Benign Antagonism - Strengthen Your Horse's Weaker Hind Leg

Jane Savoie


I've been getting tons of email about my series on "Benign Antagonism" so I'm going to continue it this month. Remember, benign antagonism is just a training philosophy that allows you to custom design a program for each and every horse. It simply means that you kindly and quietly do the opposite of whatever your horse chooses to do on his own.

So far in my newsletters, I've discussed riding your horse "deep" if he's the type that likes to carry his head too high, and riding him "up" if he likes to put his head on the ground. If your horse likes to go too fast, then you work him in a slow tempo. If he has trouble bending in one direction, use benign antagonism to make your horse's soft side more "stiff" and his stiff side more "soft" and bendable.

Having a weaker hind leg goes hand-in-hand with having a stiff and hollow side. There's nothing wrong with your horse! Almost every horse has a weaker hind leg because few horses are ambidextrous. The weak hind leg is the hind leg on your horse's "soft" or hollow side. His strong hind leg is on his stiff side.

The weak hind leg doesn't step directly underneath your horse's body. Your horse displaces this leg slightly to the side to avoid carrying weight with it. On the other hand, the hind leg on the stiff side carries more weight.

The issue here goes back to that old saying "use makes the muscle". If you don't work on strengthening the weaker leg, the weak hind leg gets weaker, and the strong hind leg gets stronger.

This can lead to all kinds of problems down the road like taking an uneven contact with the bit, uneven lengthenings, and difficulty doing lateral work in one direction.

Avoiding carrying weight with the weaker hind leg can be very subtle. Often your horse will put his hind leg only an inch or so to the side. An observant ground person can tell you which hind leg your horse is "unloading". Walk and trot straight away from her. Then change direction and do the same. If your horse's left hind leg is weaker than his right hind leg, he'll carry it slightly to the left regardless of which direction you're going.

Since this evasion can be subtle, your benignly antagonistic correction can be subtle as well. The solution is to ask your horse's left hind leg to do a little "weight-lifting". Do this by moving his hindquarters an inch or so to the right so his left hind leg has to step under his body. Ask for this position in both directions on all lines and curves. This will give his weaker hind leg an opportunity to get stronger.

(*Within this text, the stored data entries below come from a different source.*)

PR #2757, opened 2023-01-06
Fix unqualified scalar collision

### LINKED ISSUE #2691: Naming collision with fragments and scalars.
## Bug report

In our schema, we have a scalar named `Text` which is mapped to String. 

We also have a fragment that looks something like 
```
fragment event on SomeEvent { 
     items {
        title
        text { 
            ... on Type1 {
                ...field1
            } 
            ... on Type2 {
                ..field2
            }
        } 
     }
}
```
where `text` is a field with a Union Type of Type1 & Type2 and `title` is of the scalar type `Text`. 

In the generated code, we're getting both `title` and `text` as type `Text`. And this is because there is a type added on the fragment of `Text` for the type of object that the field `text` is. If you make your `FileOutput.operations` be `absolute`, the scalar is namespaced as `SchemaName.Text` and then it works correctly, however that is not an option for us as it's the incorrect setup for us. We are able to work around this issue by renaming the field from `text` to something else in the fragment. 

## Versions

- Xcode version: 14.1
- Swift version:  5.7
- Package manager: cocoapods 1.11.3

## Steps to reproduce

Create a schema with a type `Text`. Create a union type. Use the union type as a field named `text`.  create a fragment that uses both the scalar type and a the field named `text`. Generate the code using SchemaTypesFileOutput.moduleType.embeddedInTarget, and FileOutput.operations.inSchemaModule

## Further details

As mentioned, you can workaround this by renaming the field of the `Union` type.

AnthonyMDev:
Fixes #2691 

Always qualify names of shared schema types referenced as the types of fields in selections sets. This prevents collisions with names of other generated selection sets for entity type fields whose names are the same as a referenced schema type.

This namespaces enums, custom scalars, and input objects.

### DIFF
--- a/Sources/ApolloCodegenLib/Templates/RenderingHelpers/GraphQLType+Rendered.swift
+++ b/Sources/ApolloCodegenLib/Templates/RenderingHelpers/GraphQLType+Rendered.swift
@@ -44,32 +44,37 @@ extension GraphQLType {
     replacingNamedTypeWith newTypeName: String? = nil,
     config: ApolloCodegenConfiguration
   ) -> String {
-
-    lazy var schemaModuleName: String = {
-      !config.output.operations.isInModule ? "\(config.schemaName.firstUppercased)." : ""
-    }()
-
     switch self {
-    case let .entity(type as GraphQLNamedType):
-      let typeName = newTypeName ?? type.swiftName.firstUppercased
+    case
+        .entity(let type as GraphQLNamedType),
+        .scalar(let type as GraphQLNamedType),
+        .enum(let type as GraphQLNamedType),
+        .inputObject(let type as GraphQLNamedType):
+
+      let typeName = type.qualifiedRootTypeName(
+        in: .selectionSetField(),
+        replacingNamedTypeWith: newTypeName,
+        config: config
+      )
+
       return containedInNonNull ? typeName : "\(typeName)?"
 
-    case let .inputObject(type as GraphQLNamedType):
-      let typeName = newTypeName ?? type.swiftName.firstUppercased
-      return TemplateString("\(schemaModuleName)\(typeName)\(if: !containedInNonNull, "?")").description
-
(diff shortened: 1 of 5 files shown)


Sources/ApolloCodegenLib/Templates/RenderingHelpers/GraphQLType+Rendered.swift
```diff
@@ -173,4 +177,47 @@ extension GraphQLNamedType {
 
     return swiftName
   }
+
+  fileprivate func qualifiedRootTypeName(
+    in context: GraphQLType.RenderContext,
+    replacingNamedTypeWith newTypeName: String? = nil,
+    config: ApolloCodegenConfiguration
+  ) -> String {
+    lazy var typeName = { newTypeName ?? self.swiftName.firstUppercased }()
```
calvincestari, line 186: _This doesn't need to change, my question is more out of curiosity._

 Is there a benefit to `typeName` and `schemaModuleName` being defined as `lazy`? The return references both of them; it doesn't look like there is a logic path where they wouldn't be used.

Sources/ApolloCodegenLib/Templates/RenderingHelpers/GraphQLType+Rendered.swift
```diff
@@ -173,4 +177,47 @@ extension GraphQLNamedType {
...
+      switch self {
+      case is GraphQLCompositeType:
+        return ""
+
+      case let scalar as GraphQLScalarType where scalar.isSwiftType:
+        return ""
+
+      default:
+        switch context {
+        case .testMockField, .inputValue:
```
calvincestari, line 198: `renderedAsTestMockField` doesn't look like it flows through this new logic - should it?

calvincestari (approved):
Looks good - thanks. Just one question about the path for test mock rendering.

One word of caution here. Since you know this leg is weaker, be sure you give your horse lots of walk breaks so he can relax his muscles. There's a fine line between strengthening muscles and making them sore.

If your horse is a bit more educated, you can do the same sort of exercise by always placing him in a very slight shoulder-fore or renvers position when you track to the left. When you track to the right, put him in a very slight haunches-in position. Every position should place his left hind leg a hair to the inside of his left front leg. Once again, moving the hind leg over an inch or two is more than enough to do the job.